To do: Check every line of the data for the word "pull", and copy those that have it.

Stored items from a collection:
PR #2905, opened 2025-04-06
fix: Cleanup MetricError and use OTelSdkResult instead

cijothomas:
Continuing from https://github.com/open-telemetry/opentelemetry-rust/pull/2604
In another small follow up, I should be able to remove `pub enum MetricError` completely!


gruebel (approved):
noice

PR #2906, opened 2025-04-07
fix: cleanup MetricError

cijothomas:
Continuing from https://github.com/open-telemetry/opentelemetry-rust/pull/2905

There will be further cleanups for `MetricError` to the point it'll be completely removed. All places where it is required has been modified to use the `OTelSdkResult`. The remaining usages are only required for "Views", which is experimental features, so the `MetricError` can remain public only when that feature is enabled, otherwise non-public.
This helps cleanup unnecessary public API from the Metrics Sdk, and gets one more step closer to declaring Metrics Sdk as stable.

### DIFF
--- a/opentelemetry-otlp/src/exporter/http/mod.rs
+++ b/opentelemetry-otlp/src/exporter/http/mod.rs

Exercise response:
Continuing from https://github.com/open-telemetry/opentelemetry-rust/pull/2604
Continuing from https://github.com/open-telemetry/opentelemetry-rust/pull/2905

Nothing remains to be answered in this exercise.